In financial terms, there is a planned 37% real-terms increase in aid spending by 2015, which is three years away. I am still uncertain whether it can be done without substantial waste, losing large amounts to overheads and administration and, indirectly, to capital flight and fraud. I hope my doubts are misconceived—I would like them to be. Our committee has stressed throughout that its report is not about cutting aid, nor about freezing it, but about ensuring that the criteria used to define success are not just a proportion of national income. Interestingly, in his reply to our report, the International Development Secretary said:

“0.7% is not a central plank of aid policy”.

I am reassured by that and I hope that means there can be a meeting of minds. I am very happy to spend 0.7%, but the impression has been given that it is indeed the central plank of government policy. I am happy to accept the previous Secretary of State’s clarification. He is right to have added in his response that reaching 0.7% will send a powerful message to other countries, and it is doubly important that we do so given the problems of debt, the loss of tax income and reduction in food supplies that I referred to earlier. All I ask is that reaching 0.7% is done by delivering real outcomes on the ground that are sustainable, drive economic growth and maximise the development impact for each pound spent, which will in turn give the public confidence that their money is being wisely spent.

For that reason, we need to be careful that when we pass money to intermediate agencies, we do so with agreement that money will not go to projects that we would not have agreed to fund ourselves. For example, we are the fifth largest contributor to the World Bank. While our contribution is only around 10% of our total spending on aid, some of that money is going to projects that DfID would not have funded directly itself: there are examples in projects in Iran, China and India. The International Development Secretary promised that there would be a tighter focus on 27 of the poorer countries, and that seems to be right.

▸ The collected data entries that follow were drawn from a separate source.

PR #4477, opened 2026-07-25
fix: forwarding an unset variadic no longer overrides callee defaults

### LINKED ISSUE #4352: Cannot consume `@rest...` when not specified
**To reproduce:**

```less
.foo(@a, @rest...) {
  .bar(@a, @rest);
}

.bar(@a, @b: false) {}

.foo(@a, true); // works
.foo(@a); // Cannot read properties of undefined (reading 'value')
```

**Current behavior:**

Consuming an optional variadic that is not set causes an error.

**Expected behavior:**

Since `(@a, @rest...)` supports 1..N arguments, it should be expected that in the `1` case, `@rest` is unset, and if so, passing `@rest` should be valid and a no-op instead of an error.

**Environment information:**

- `less` version: 4.4.0
- `nodejs` version: v22.12.0
- `operating system`: 6.6.87.2-microsoft-standard-WSL2

Lfan-ke:
Forwarding a variadic that captured no arguments used to pass an empty value to
the callee, which shadowed that parameter's default (and on older versions threw
`Cannot read properties of undefined`).

```less
.foo(@a, @rest...) { .bar(@a, @rest); }
.bar(@a, @b: false) { a: @a; b: @b; }

.foo(1, 2); // @rest = 2  -> .bar(1, 2)     -> b: 2
.foo(1);    // @rest unset -> .bar(1, <empty>) -> b: <empty>  (should be false)
```

When a forwarded variadic holds no captured args it evaluates to an empty
`Expression`. Skipping it lets the call fall through to the callee's own
parameter defaults, which is the documented behaviour for `1..N` variadics.

Passing a variadic that *does* carry values is unchanged: it is still forwarded
as a single list, matching current output exactly.

Added a regression case to `tests-unit/mixins` covering both the empty and the
populated forwarding paths. `pnpm test` passes.

Closes #4352

## Summary by CodeRabbit

* **Bug Fixes**
  * Improved LESS mixin argument forwarding when optional variadic arguments are omitted.
  * Mixin parameter defaults are now correctly applied instead of receiving an empty placeholder value.
  * Added coverage for both empty and populated variadic argument scenarios.

### DIFF
--- a/packages/less/lib/less/tree/mixin-call.js
+++ b/packages/less/lib/less/tree/mixin-call.js
@@ -151,6 +151,10 @@ class MixinCall extends Node {
                 for (m = 0; m < expandedValues.length; m++) {
                     args.push({value: expandedValues[m]});
                 }
+            } else if (argValue.type === 'Expression' && Array.isArray(argValue.value) && argValue.value.length === 0) {
+                // an unset variadic holds no captured args; omit it so the callee
+                // falls through to its own parameter defaults instead of receiving empty
+
             } else {
                 args.push({name: arg.name, value: argValue});
             }
--- a/packages/test-data/tests-unit/mixins/mixins.css
+++ b/packages/test-data/tests-unit/mixins/mixins.css
@@ -142,3 +142,11 @@ h3 + * {
 .button.large {
   padding-left: 40em;
 }
+.rest-forwarding-empty {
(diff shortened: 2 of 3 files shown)


matthew-dean:
looks like a great contribution, thanks!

The same problem seems to have occurred with the EU, where British aid has been used to support some projects that would not have been supported directly by the UK. I welcome DfID’s intention to go with “what works”, in the words of the previous Secretary of State. Certainly, the bilateral aid review he undertook, resulting in country offices bidding against planned results rather than just for access to funding, will help. In education, might this mean longer contracts to allow for vital institution-building and implementation? Might it mean educational consultants working alongside rather than for an overseas ministry? Might projects be clearly part of a bigger picture rather than one-off without proper follow-up? In building civil society, might it mean focusing on outcomes so that large and prolonged aid programmes do not have a corrosive effect on local political and government systems? In health might this mean following the advice of Professor Sachs of Columbia University, which is quoted at paragraph 108 of our report? It says:

“‘I am not keen on programmes that say, “You are a good Government, you get high governance scores from the World Bank, therefore you are going to be a recipient of budget assistance and we trust you”. I trust nobody.’ Handing over money to central government and expecting it to reach the local level is, unless very carefully designed, ‘a hope too far’. Professor Sachs is instead ‘a big fan of well targeted, well defined programmes that can accomplish well designed and specified purposes’, such as delivery of bed nets or vaccines”.

Health projects like that drive growth because people are well.

In the past 20 years, 18 out of 54 countries have moved from being classed as low income to being classed as middle income. Our job is to help many more low-income countries to move from aid to trade and from low income to middle income.

This is not just about 0.7% or any other number; it is about doing what we can and should do to help poor countries to grow their way out of poverty. It also means the Government reassuring everyone that there is indeed capacity in DfID to spend effectively and, in so doing, to build public support for development aid.